(Stored items)
%%
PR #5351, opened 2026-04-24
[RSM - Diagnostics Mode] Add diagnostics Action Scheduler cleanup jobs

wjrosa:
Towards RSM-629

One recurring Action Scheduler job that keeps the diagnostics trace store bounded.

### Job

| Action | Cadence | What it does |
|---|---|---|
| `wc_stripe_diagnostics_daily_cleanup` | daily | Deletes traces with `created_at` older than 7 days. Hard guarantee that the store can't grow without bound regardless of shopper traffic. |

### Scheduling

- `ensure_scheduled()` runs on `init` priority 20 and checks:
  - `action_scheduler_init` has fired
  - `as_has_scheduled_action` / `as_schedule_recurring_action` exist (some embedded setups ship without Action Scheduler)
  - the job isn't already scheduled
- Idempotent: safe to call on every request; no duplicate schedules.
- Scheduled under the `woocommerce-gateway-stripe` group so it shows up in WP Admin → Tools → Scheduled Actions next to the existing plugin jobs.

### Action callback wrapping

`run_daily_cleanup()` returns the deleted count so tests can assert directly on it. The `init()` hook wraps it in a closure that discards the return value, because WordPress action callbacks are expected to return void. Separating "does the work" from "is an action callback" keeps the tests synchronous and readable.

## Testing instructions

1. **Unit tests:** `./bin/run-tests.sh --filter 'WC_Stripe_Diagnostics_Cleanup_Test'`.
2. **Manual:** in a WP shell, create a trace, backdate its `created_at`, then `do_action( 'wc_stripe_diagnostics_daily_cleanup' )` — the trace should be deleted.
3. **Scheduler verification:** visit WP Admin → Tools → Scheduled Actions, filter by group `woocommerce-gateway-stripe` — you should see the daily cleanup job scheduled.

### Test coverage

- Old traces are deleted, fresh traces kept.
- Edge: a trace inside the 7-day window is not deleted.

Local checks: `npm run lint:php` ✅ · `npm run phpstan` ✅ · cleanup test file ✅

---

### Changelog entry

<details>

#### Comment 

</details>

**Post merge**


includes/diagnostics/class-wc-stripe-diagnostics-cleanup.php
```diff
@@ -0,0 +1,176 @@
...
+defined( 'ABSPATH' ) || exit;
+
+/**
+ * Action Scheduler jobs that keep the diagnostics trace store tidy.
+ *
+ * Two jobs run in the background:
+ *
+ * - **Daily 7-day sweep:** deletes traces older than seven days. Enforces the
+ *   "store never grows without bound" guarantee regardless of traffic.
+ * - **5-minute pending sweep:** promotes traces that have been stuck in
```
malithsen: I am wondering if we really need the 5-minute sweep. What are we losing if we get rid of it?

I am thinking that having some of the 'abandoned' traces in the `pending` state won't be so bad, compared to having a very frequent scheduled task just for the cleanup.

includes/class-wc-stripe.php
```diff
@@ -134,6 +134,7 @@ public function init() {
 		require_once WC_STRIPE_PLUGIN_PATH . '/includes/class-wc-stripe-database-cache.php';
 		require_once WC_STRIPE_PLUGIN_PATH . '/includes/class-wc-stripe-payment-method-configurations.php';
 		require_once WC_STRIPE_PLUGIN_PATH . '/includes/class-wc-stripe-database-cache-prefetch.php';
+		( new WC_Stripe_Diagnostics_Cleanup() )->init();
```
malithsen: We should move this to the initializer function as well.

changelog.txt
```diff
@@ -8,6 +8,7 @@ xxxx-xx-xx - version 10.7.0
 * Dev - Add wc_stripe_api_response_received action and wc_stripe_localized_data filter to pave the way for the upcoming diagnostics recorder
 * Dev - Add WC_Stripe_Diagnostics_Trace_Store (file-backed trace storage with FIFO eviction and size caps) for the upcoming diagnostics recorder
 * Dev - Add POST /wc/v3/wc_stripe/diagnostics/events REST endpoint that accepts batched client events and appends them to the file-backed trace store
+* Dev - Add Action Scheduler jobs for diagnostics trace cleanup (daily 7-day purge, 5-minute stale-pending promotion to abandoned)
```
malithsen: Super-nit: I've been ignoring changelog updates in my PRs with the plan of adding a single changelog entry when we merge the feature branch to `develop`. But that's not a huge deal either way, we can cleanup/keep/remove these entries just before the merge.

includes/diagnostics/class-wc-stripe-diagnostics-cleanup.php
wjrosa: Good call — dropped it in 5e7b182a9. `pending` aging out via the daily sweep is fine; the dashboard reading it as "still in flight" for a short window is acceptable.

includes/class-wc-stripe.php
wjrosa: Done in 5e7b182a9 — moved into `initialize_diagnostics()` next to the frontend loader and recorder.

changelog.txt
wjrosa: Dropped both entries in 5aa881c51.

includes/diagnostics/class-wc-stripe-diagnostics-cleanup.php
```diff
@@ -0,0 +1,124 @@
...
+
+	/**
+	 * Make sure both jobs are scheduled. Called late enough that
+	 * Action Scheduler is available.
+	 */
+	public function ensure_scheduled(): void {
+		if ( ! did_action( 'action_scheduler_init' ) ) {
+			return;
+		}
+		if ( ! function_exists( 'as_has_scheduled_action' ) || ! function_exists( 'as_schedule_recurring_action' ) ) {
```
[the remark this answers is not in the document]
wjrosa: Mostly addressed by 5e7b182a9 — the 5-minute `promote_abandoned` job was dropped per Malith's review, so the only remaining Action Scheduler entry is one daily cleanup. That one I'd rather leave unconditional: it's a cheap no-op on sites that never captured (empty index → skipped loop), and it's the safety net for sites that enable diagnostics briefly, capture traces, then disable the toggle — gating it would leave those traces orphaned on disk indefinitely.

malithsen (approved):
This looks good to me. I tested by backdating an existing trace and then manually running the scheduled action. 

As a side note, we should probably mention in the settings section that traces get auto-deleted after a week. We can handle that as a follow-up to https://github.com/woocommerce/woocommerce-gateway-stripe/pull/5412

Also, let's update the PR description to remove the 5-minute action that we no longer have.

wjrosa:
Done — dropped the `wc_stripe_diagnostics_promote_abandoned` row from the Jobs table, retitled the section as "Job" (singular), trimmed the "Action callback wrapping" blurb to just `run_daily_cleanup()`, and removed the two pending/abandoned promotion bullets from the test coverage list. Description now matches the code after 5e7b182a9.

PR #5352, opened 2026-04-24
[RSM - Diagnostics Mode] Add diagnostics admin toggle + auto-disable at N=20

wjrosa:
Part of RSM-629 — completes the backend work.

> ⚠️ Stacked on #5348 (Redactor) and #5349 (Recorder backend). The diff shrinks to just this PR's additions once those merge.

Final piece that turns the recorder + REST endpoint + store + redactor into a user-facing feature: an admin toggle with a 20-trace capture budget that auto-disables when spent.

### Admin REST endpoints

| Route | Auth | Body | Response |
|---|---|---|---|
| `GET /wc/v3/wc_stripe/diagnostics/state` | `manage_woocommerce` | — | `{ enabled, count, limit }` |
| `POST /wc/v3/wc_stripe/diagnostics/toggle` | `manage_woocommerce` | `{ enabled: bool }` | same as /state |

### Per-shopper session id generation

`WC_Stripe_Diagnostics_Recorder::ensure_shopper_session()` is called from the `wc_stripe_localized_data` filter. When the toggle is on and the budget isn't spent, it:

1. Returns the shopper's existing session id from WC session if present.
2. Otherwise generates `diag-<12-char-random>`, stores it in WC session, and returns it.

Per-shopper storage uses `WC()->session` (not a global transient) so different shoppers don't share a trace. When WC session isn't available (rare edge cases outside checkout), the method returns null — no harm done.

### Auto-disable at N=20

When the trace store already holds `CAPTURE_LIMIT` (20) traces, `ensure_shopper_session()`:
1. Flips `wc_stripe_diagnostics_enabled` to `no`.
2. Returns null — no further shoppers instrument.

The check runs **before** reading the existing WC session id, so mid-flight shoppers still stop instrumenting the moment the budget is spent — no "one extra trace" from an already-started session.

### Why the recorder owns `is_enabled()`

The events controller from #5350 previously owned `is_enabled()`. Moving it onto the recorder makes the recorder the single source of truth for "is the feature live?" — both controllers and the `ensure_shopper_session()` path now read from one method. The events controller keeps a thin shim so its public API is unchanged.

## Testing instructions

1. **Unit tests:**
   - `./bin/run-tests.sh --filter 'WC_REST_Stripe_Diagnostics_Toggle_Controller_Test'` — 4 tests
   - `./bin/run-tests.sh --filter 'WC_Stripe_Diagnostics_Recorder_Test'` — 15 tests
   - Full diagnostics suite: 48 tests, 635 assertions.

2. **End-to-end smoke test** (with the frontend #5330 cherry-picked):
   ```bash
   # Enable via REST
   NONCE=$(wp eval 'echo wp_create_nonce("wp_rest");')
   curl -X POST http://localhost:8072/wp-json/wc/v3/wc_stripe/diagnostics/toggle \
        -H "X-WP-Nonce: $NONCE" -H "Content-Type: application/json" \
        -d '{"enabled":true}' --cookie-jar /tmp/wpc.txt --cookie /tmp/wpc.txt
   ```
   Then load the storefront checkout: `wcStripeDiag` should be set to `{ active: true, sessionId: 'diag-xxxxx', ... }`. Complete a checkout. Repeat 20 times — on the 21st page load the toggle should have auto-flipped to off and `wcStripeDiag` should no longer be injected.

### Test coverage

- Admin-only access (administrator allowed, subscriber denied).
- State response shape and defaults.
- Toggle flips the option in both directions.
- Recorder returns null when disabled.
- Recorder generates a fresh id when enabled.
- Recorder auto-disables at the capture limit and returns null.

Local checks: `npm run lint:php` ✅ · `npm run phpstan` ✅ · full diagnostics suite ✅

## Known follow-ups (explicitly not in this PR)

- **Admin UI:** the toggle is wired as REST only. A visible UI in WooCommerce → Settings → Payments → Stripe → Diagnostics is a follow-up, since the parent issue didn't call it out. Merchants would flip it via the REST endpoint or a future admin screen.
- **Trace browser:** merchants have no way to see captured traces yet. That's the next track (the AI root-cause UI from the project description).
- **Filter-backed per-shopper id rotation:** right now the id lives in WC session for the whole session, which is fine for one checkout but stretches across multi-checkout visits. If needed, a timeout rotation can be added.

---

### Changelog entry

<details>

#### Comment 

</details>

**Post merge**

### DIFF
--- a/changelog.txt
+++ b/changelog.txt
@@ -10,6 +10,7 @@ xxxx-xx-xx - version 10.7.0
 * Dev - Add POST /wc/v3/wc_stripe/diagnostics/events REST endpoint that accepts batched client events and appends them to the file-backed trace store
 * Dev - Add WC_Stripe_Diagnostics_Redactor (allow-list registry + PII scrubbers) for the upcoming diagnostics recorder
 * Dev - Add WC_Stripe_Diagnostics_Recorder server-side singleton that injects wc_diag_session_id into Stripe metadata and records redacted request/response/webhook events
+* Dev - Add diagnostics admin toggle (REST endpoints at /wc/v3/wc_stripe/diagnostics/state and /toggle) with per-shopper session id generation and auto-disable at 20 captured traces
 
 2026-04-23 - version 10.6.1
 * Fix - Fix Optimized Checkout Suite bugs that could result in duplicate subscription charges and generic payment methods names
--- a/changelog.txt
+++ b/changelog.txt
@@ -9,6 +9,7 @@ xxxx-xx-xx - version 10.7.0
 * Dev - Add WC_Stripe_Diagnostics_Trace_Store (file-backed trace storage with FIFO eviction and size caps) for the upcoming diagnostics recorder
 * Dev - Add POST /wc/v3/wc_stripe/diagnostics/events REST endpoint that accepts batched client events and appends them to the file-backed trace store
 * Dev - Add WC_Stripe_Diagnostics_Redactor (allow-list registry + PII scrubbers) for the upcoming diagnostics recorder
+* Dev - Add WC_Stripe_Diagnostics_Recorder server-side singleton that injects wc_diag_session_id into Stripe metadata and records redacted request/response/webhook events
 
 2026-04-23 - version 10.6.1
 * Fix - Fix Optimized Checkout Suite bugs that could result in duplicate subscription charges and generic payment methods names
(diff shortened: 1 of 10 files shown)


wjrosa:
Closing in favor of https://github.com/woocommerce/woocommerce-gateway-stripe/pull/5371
%%
%%
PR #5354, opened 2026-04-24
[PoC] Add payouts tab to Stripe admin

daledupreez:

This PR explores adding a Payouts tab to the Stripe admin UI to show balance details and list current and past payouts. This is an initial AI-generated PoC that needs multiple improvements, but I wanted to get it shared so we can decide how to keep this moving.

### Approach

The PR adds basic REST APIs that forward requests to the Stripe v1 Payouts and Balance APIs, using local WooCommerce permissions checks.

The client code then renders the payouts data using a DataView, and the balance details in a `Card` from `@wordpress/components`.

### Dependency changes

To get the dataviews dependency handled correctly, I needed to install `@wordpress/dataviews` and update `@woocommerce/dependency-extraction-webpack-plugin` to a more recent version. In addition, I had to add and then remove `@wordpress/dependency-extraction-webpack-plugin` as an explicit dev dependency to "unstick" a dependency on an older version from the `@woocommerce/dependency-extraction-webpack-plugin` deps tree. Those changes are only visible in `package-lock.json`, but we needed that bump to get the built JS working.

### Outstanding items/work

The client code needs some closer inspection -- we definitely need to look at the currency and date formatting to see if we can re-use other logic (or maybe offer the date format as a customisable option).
%%
%%
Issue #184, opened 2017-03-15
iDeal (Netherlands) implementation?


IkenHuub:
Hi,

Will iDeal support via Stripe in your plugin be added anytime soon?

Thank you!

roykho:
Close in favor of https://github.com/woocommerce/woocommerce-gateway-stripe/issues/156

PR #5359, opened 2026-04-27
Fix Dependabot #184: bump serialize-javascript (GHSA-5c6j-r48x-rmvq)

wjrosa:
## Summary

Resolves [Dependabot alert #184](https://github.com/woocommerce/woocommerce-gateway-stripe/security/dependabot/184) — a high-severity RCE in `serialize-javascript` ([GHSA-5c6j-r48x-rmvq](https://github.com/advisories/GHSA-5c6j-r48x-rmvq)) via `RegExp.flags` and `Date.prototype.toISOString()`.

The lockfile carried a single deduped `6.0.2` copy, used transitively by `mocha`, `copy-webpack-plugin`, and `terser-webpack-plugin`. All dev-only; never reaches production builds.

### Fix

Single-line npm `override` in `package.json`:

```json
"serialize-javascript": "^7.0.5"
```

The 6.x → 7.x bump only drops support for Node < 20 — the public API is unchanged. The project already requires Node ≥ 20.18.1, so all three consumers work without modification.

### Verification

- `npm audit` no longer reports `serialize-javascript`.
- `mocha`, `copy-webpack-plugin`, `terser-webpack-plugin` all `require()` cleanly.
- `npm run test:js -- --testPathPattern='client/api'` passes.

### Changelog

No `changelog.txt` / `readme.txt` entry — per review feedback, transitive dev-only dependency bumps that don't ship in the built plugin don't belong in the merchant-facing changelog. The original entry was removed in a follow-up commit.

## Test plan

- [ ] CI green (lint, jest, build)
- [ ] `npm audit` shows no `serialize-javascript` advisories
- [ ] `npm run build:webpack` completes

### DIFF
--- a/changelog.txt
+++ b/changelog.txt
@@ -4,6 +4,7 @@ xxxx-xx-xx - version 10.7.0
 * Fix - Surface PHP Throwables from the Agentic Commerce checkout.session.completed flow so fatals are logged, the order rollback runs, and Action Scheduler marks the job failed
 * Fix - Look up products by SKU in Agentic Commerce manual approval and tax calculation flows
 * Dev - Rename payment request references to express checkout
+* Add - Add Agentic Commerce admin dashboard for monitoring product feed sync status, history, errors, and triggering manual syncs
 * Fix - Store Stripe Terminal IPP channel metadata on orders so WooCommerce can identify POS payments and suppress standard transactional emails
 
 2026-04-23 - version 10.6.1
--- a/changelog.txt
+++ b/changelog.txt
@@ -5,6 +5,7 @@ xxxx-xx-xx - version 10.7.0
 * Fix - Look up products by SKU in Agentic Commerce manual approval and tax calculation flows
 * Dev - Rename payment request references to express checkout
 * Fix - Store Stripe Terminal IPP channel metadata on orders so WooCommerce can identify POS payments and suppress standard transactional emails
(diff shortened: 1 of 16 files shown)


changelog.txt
%%
● Brief:
Within the data above, the span starting at the line containing "PR #5351, opened 2026-04-24" and ending at the line containing "### Action callback wrapping" is to be retyped exactly, with no other lines.

● Answer space:
PR #5351, opened 2026-04-24
[RSM - Diagnostics Mode] Add diagnostics Action Scheduler cleanup jobs

wjrosa:
Towards RSM-629

One recurring Action Scheduler job that keeps the diagnostics trace store bounded.

### Job

| Action | Cadence | What it does |
|---|---|---|
| `wc_stripe_diagnostics_daily_cleanup` | daily | Deletes traces with `created_at` older than 7 days. Hard guarantee that the store can't grow without bound regardless of shopper traffic. |

### Scheduling

- `ensure_scheduled()` runs on `init` priority 20 and checks:
  - `action_scheduler_init` has fired
  - `as_has_scheduled_action` / `as_schedule_recurring_action` exist (some embedded setups ship without Action Scheduler)
  - the job isn't already scheduled
- Idempotent: safe to call on every request; no duplicate schedules.
- Scheduled under the `woocommerce-gateway-stripe` group so it shows up in WP Admin → Tools → Scheduled Actions next to the existing plugin jobs.

### Action callback wrapping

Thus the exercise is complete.